Le lynchage de Mme Mary Turner et de sa famille n’a pas été supprimé de la mémoire de nombreux Américains. Le ministère de la Justice a continué à recevoir des lettres du public, des décennies après le lynchage.
En 1934, seize ans après le lynchage, M. W.B. Chambers a écrit une lettre au président Franklin D. Roosevelt, se remémorant le lynchage de Mme Turner. En 1918, M. Chambers était un adolescent et en 1934, il était un adulte. Sa lettre a ensuite été transmise au ministère de la Justice. De sa maison dans le New Jersey, il a écrit en partie :
…Pendant les années d’adolescence, je peux me rappeler le sang qui coulait froid dans mes veines lorsque James Weldon Johnson a dépeint de façon vivante le destin cruel de Mary Turner, il y a une génération au Carnegie Hall. Comment cette pauvre mère noire sans défense a été pendue à un arbre, puis éviscérée par une foule brutale et assoiffée de sang. M. le Président, je me souviens encore de ce spectacle impie qui me donnait la nausée, comme si c’était hier. Je n’étais alors qu’un enfant… Le fait demeure… mon gouvernement n’a rien fait pour éradiquer le lynchage…
L’assistant du procureur général Joseph B. Keenan accuse réception de la lettre de M. Chambers. Cependant, il n’a proposé aucune solution sur la façon dont le ministère pourrait traduire en justice les meurtriers de Mme Turner et de sa famille. Il n’a pas non plus expliqué comment éradiquer le lynchage aux États-Unis en soutenant et en promulguant une législation fédérale contre le lynchage.

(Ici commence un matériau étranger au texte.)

Issue #878, opened 2021-02-11
Consider dropping python3.5 support as it is end of life since some time


dwt:
3.6 is the current oldest version that still receives patches. AFAIK

runfalk:
Python 3.5 is actually dropped as per the latest release notes: https://www.getlektor.com/blog/2020/8/lektor-32-released/

dairiki:
It appears that 3.5 is still listed in the CI test matrix.

https://github.com/lektor/lektor/blob/194b023c3020b5cc4b7f03c4b52ba9134b0da165/.github/workflows/ci.yml#L219

runfalk:
True, that's an artifact of that 3.2 is still supporting Python 3.5. I assume we'll remove it in the near future.

PR #880, opened 2021-02-13
require Python 3.6 and remove Python 3.5 from CI

yagebu:
Ref #878 

That we'd drop Python 3.5 has already been announced with the release of Lektor 3.2, so this PR removes it from the CI matrix and adds the requirement for 3.6.

[I saw that 3.5 compat caused some extra work in #877 so I think it's time to make this change]


runfalk:
Sounds good to me.

PR #881, opened 2021-02-16
Refactor tests/test_plugins.py

dairiki:
Some test "cleanup", as promised in [#879](https://github.com/lektor/lektor/pull/879#issuecomment-778657494).

This is a work in progress.  So far several changes have been made.

- Improve test-to-test isolation in terms of changes of state to `pkg_resources`, `sys.path`, and `sys.modules`.

- Unify several different fixtures whose purpose was to set up test sites with a plugin to a single fixture.

- Disuse the indirect pytest fixture pattern.

- Use a temporary directory for Lektor’s cache when running tests.  (Previously, tests used and left remains behind in `~/.cache/lektor/{packages,builds}`.)


dairiki:
I think I would like to refactor `test_plugins.py` even more.

Currently, most of the tests in the file are integration tests.  They essentially run the `lektor` command line command to ensure the `extra_flags` can be passed to plugins from the command line.  That's fine, as far as that goes, but these tests are run quite a number of times to further check that a number of events are emitted when `lektor build` and `lektor clean` is run.  That could be tested in a single run of each of those commands.  (Running the full command is slow — currently it takes 30 seconds to run just `test_plugins` on my reasonably high-end computer.)

Meanwhile, there is quite a bit of `lektor.pluginsystem` which is not covered at all by tests.  (Coverage is 64%.)

I propose to add some real unit tests, in order to increase the test coverage of `lektor.pluginsystem`, as well as reduce the number of integration tests run, so as to speed up the tests.

Comments?  Questions?

yagebu:
Yes, that sounds like a very good idea! In my quick testing, these tests also took nearly 30s and about two thirds of the time of all of Lektor's tests, which is really too slow. Your outlined plan sounds like it could really cut that down while actually improving these tests :)

nixjdm:
Great work, and thank you! Good find on `pkg_resources.__getstate__` / `__setstate__`. Being used in their tests since 2011 does make that seem plenty stable enough to me.

I'd also be happy to see a lot of this become unit instead of integration tests.

dairiki:
I've just refactored again.  This converts almost all tests to true unit tests.

One integration test is preserved to check that extra_flags make it from the command line to the plugin.

It turns out that the primary cause of slowness of the previous tests is in setting up Lektor’s private package cache.
Installing even a simple distribution takes on the order of a second.  The current tests build a new private package cache, installing the test plugin distribution, for each test — so about a second per test.

Of the tests in this PR, there is only one test ([this one][]) that builds a package cache.  It is slow and it requires a working internet connection (to PyPI) in order to install a plugin.  I don't like it, but couldn't figure out another way to get to 100% code-line coverage for `lektor.pluginsystem`.  Perhaps that test could be omitted (and we can live without 100% coverage).  Or it could be pytest-marked so that it is easy to skip (or so that it is skipped by default?)

[this one]: <https://github.com/lektor/lektor/blob/ba3e9a6ff0817f3489ee585532129c4803269c36/tests/test_pluginsystem.py#L155>


----

The second commit in this PR completely overwrites the changes made in the first one.  If you like it, let me know before you merge it.  I'll squash the two commits to get rid of the first commit altogether.

yagebu:
> Perhaps that test could be omitted (and we can live without 100% coverage). Or it could be pytest-marked so that it is easy to skip (or so that it is skipped by default?)

Your call - I'd be fine with omitting it (if we keep it, it shouldn't be skipped IMHO).

dairiki:
> Your call - I'd be fine with omitting it (if we keep it, it shouldn't be skipped IMHO).

Okay,  I'll leave it in for now.  If it causes problems down the road it can be deleted (or conditionally skipped.)

dairiki:
I think this PR is ready to be merged.  Let me know if it needs anything else.

tests/conftest.py
```diff
@@ -13,6 +17,79 @@
...
+def temporary_lektor_cache(tmp_path_factory):
+    """Get Lektor to use a temporary cache directory.
+
+    This prevents the tests from leaving scats behind in the
+    user’s real cache directory.
+
+    """
+    cache_dir = tmp_path_factory.mktemp("lektor_cache")
+
+    # NB: lektor.utils.get_cache_dir() does not make it easy to configure
```
yagebu: I think it's fine that we need to use monkeypatch to change the cache directory. I wouldn't want to add an environment variable that we'd just expect to use internally for tests - if you have other uses for it, that's another story of course. In any case, I think this comment could be shortened a bit, it currently sounds like an open TODO.

yagebu (changes requested):
Just a minor comment about the monkeypatching of the cache directory, otherwise it LGTM

tests/conftest.py
dairiki: Okay, I'll just delete that part of the comment.

It seems like it would be polite to provide a general way to configure the location of Lektor’s cache directory, but I don't have a particular use-case in mind.  ... so ... never mind!

yagebu (approved):
Thanks again :) This PR gets bonus points for completely refactoring `test_plugins` but keeping the line count at exactly 298.

dairiki:
> Thanks again :) This PR gets bonus points for completely refactoring `test_plugins` but keeping the line count at exactly 298.

That's pretty funny!  I hadn't noticed that.  It was totally unintentional.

M. Samuel Brown, un autre citoyen concerné, se souvenait à l’âge de cinq ans de « nègres soumis au lynchage et au bûcher. » Aujourd’hui âgé de trente-trois ans en 1940 et vivant à New York, il a également écrit au président Roosevelt. Il a écrit qu’il se souvenait avoir lu le lynchage de Mme Mary Turner et de sa famille dans The Crisis, un magazine publié par la National Association for the Advancement of Colored People. La lettre disait en partie :
… L’un des récits de violence les plus vicieux jamais enregistrés… en plus des autres actes horribles commis contre la famille, était la pendaison par les talons de la mère enceinte , l’éviscération avec un couteau couramment utilisé pour tuer les porcs, et permettant au fœtus vivant de tomber sur le sol. Un membre de la foule s’avança et écrasa la tête avec son talon…

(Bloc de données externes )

Issue #11, opened 2015-06-09
Snippets - Periods get in the way


adam820:
Snippets are tending to get in the way of regular writing. When ending a sentence, it's wanting to interpret the period as the start of a literal block. When hitting enter to drop to a new line, it pops in a literal block:
![image](https://cloud.githubusercontent.com/assets/1794794/8067988/2c4df9c8-0ebf-11e5-969c-f7e81cdc4478.png)
![image](https://cloud.githubusercontent.com/assets/1794794/8068031/5ef440b2-0ebf-11e5-959b-e687cdc19c0b.png)

This can get aggravating while trying to do bulleted lists, etc:
![image](https://cloud.githubusercontent.com/assets/1794794/8068057/88a22a82-0ebf-11e5-8f1e-47c090eb0638.png)

A workaround is to either hit Esc after each period, or otherwise disable the snippets package, but that doesn't seem user-friendly to have to do in the long-run.

Would it be possible to detect only a single period as not being the prefix, or otherwise changing the prefixes to something less ambiguous? Perhaps something like 'litbl' for Literal Block, 'exbl' for Example Block, etc.

mojavelinux:
Is there anyway to indicate that a snippet should only trigger at the start of the line? Because the only way a literal block delimiter makes any sense is if it's at the start of a line.

mojavelinux:
Totally agreed, btw.

adam820:
Changing the syntax to start with "bl" might help the usability, since all the options would pop into the autocomplete:

![image](https://cloud.githubusercontent.com/assets/1794794/8068772/0da1b1d6-0ec4-11e5-9933-4d16eeac2478.png)

It's also probable that you're unlikely to ever type "blqte" ambiguously.

adam820:
I whipped a pull request if wanted that makes the above noted changes, with a few changes. It boils down to "bl" + the first three letters of the type of delimited block:

`Comment Block: // -> blcom`
`Example Block: == -> blexa`
`Listing Block: -- -> bllis`
`Literal Block: .. -> bllit`
`Passth. Block: ++ -> blpas`
`  Quote Block: __ -> blquo`
`Sidebar Block: ** -> blsid`

If you would like to head down the road of trying to fix the overall issue of the trigger happening on EOL, then reject away.

mojavelinux:
[...]

PR #13, opened 2015-06-15
Change snippet trigger syntax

Il n’y a aucune preuve dans les dossiers indiquant que le ministère de la Justice a fourni une réponse aux préoccupations de M. Brown en matière de lynchage et à son soutien à un projet de loi fédéral contre le lynchage.
Aucun membre de la foule de lyncheurs n’a jamais été annexé ou poursuivi pour aucun des lynchages qui ont eu lieu au cours de cette semaine troublante de mai 1918. Par conséquent, les victimes ont reçu le même verdict factice que la majorité des victimes de lynchages aux États-Unis : les victimes ont trouvé la mort, de la main de personnes inconnues, même lorsque les membres des lynchages étaient connus dans la communauté et par les forces de l’ordre.